Continuiamo il nostro approfondimento in merito ai disturbi di personalità, in particolare riguardo cosa sono, come funzionano e quali caratteristiche hanno.

Analizziamo il secondo cluster, ovvero il cluster B. Come già sapete, ne esistono tre; nei precedenti contenuti abbiamo analizzato il cluster A. Oggi realizziamo il cluster B, che racchiude tutti quei disturbi di personalità connessi a una difficoltà nella gestione e nella regolazione delle emozioni, a una certa impulsività e all’incapacità di sviluppare relazioni sociali e interpersonali stabili e significative.

Quali sono i disturbi di personalità appartenenti al cluster B?

All’interno di questo cluster sono presenti quattro diversi disturbi: il disturbo antisociale di personalità, il disturbo istrionico di personalità, il disturbo narcisistico di personalità e il disturbo borderline di personalità.

Partiamo da quest’ultimo e facciamo qualche cenno su ciascuno, così da rendere un po’ più chiaro il quadro.

Disturbo borderline di personalità: difficoltà nella regolazione emotiva

Il disturbo borderline di personalità, come suggerisce il termine, indica una condizione “al confine”, appunto borderline. La persona presenta sicuramente una difficoltà importante nella gestione del proprio stato emotivo e delle proprie emozioni, quindi anche nella gestione degli eventi e degli accadimenti della vita quotidiana.

Tendenzialmente è associato a una scarsa percezione di autoefficacia e di autostima, nel senso che la persona tende a sottovalutare la propria capacità di riuscire a superare eventuali problemi o difficoltà.

Inoltre, può essere caratterizzato dalla tendenza a mettere in atto comportamenti impulsivi e, in alcuni casi, anche condotte disfunzionali o di dipendenza, come ad esempio l’uso di sostanze o di alcol.

Disturbo narcisistico di personalità: grandiosità e bisogno di ammirazione

Il disturbo narcisistico di personalità, molto discusso e spesso anche inflazionato, soprattutto rispetto all’ambito delle relazioni, è un altro disturbo appartenente al cluster B.

È caratterizzato da sentimenti di grandiosità, senso di superiorità, bisogno di ammirazione e, spesso, da una difficoltà nel comprendere e riconoscere le emozioni dell’altro.

La persona può tendere a percepire gli altri come funzionali ai propri bisogni o come persone che dovrebbero confermare la propria immagine di sé.

Possono quindi emergere anche modalità relazionali manipolative, in cui l’ammirazione e la conferma esterna diventano elementi fortemente ricercati.

Disturbo istrionico di personalità: il bisogno di attenzione

Esiste poi il disturbo istrionico di personalità.

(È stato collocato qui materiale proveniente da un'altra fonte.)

PR #528, opened 2023-05-08
Validate build_steps for USER directive

### LINKED ISSUE #527: Custom `USER` directives in `additional_build_steps` can break things...
We might want to consider issuing a warning during context generation if a `USER` directive is encountered in `additional _build_steps`. Changing user identity mid-build can break some of the cleanup tasks- eg, https://github.com/ansible/awx-ee/pull/205. In this particular case, the step is no longer necessary anyway, but since the `output` dir cleanup is currently  occurring after `append_final`, a `USER` directive may break the final cleanup stages of the build.

We could also defensively reset `USER` or move the cleanup earlier into one of the more "atomic" areas, but (for better or worse) that would prevent users from accessing the staging directory we copied over.

Akasurde:
* Providing USER details may lead to failure in the image building process. Validating presence of USER setting before hand may avoid this situation.

Fixes: #527

### DIFF
--- a/docs/definition.rst
+++ b/docs/definition.rst
@@ -146,7 +146,7 @@ string, or a list of strings.
 
     Please make sure that you do not specify `USER` directives in these build steps. This may lead to
     failures while building the image.
-    If you want to override `USER` setting, consider using `options.user` setting mentioned below.
+    If you want to override the `USER` setting, consider using the `options.user` setting mentioned below.
 
 build_arg_defaults
 ^^^^^^^^^^^^^^^^^^
--- a/docs/definition.rst
+++ b/docs/definition.rst
@@ -142,6 +142,12 @@ string, or a list of strings.
     ``append_final``
       Commands to insert after building of the final image.
 
+.. note::
+
+    Please make sure that you do not specify `USER` directives in these build steps. This may lead to
+    failures while building the image.
+    If you want to override `USER` setting, consider using `options.user` setting mentioned below.
+
 build_arg_defaults
 ^^^^^^^^^^^^^^^^^^
 
--- a/src/ansible_builder/user_definition.py
+++ b/src/ansible_builder/user_definition.py
@@ -1,3 +1,4 @@
+import logging
 import os
 import textwrap
 import tempfile
@@ -10,6 +11,7 @@ from . import constants
 from .exceptions import DefinitionError
 from .ee_schema import validate_schema
 
+logger = logging.getLogger(__name__)
 
 # HACK: manage lifetimes more carefully
 _tempfiles: list[Callable] = []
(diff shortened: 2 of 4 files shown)


src/ansible_builder/user_definition.py
```diff
@@ -243,3 +243,13 @@ def validate(self):
                     self.build_arg_defaults['EE_BUILDER_IMAGE'] = self.builder_image.name
 
             self._validate_additional_build_files()
+
+            if self.version == 3:
+                build_steps = self.raw.get('additional_build_steps', {})
+                for step_name, steps in build_steps.items():
+                    for directive in steps:
+                        if directive.startswith('USER '):
+                            raise DefinitionError(
```
Shrews: I'm not certain that a hard error is the thing to do. As @nitzmahone suggested in the issue, we probably just want to output a warning message instead. Could be a valid reason for someone wanting to change the user.

docs/definition.rst
```diff
@@ -125,6 +125,12 @@ string, or a list of strings.
     ``append_final``
       Commands to insert after building of the final image.
 
+.. note::
+
+    Please make sure that you do not specify `USER` directives in these build steps. This may lead to
+    failures while building the image.
+    If you want to override `USER` setting, consider using `options.user` setting mentioned below.
```
samccann:
```suggestion
    If you want to override the `USER` setting, consider using the `options.user` setting mentioned below.
```

samccann (approved):
docs portion lgtm

src/ansible_builder/user_definition.py
```diff
@@ -243,3 +245,13 @@ def validate(self):
                     self.build_arg_defaults['EE_BUILDER_IMAGE'] = self.builder_image.name
 
             self._validate_additional_build_files()
+
+            if self.version == 3:
```
Shrews:
```suggestion
            if self.version >= 3:
```

src/ansible_builder/user_definition.py
```diff
@@ -243,3 +245,13 @@ def validate(self):
...
+                build_steps = self.raw.get('additional_build_steps', {})
+                for step_name, steps in build_steps.items():
+                    for directive in steps:
+                        if directive.startswith('USER '):
+                            logging.warning(
+                                f"Found USER directive in '{step_name}' in 'additional_build_steps'. "
+                                f"Remove this directive from '{step_name}', "
+                                f"since this may cause failure in the build process.")
```
Shrews: The `Remove this directive` part sounds more like a demand rather than an informative suggestion which would seem more appropriate for a warning message. Maybe something more like "Including this directive may cause failures in the build process."

Also, can we add a test that captures the output (maybe with `capsys`?) and verifies this gets output to the user?

Shrews (changes requested):

Shrews (approved):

È simile per alcuni aspetti, nel senso che presenta caratteristiche comuni, come il bisogno di attenzione e di riconoscimento, ma con alcune differenze rispetto al disturbo narcisistico.

Nel disturbo istrionico, infatti, la necessità di essere al centro dell’attenzione non è necessariamente legata alla qualità dell’attenzione ricevuta: può essere ricercata indipendentemente dal fatto che sia positiva o negativa.

Le persone con questo disturbo possono apparire eccessivamente espressive, teatrali, plateali e spesso possono presentare modalità relazionali caratterizzate da una forte componente emotiva o anche da una certa seduttività.

L’obiettivo è quello di essere al centro dell’attenzione, nei pensieri e nelle conversazioni degli altri.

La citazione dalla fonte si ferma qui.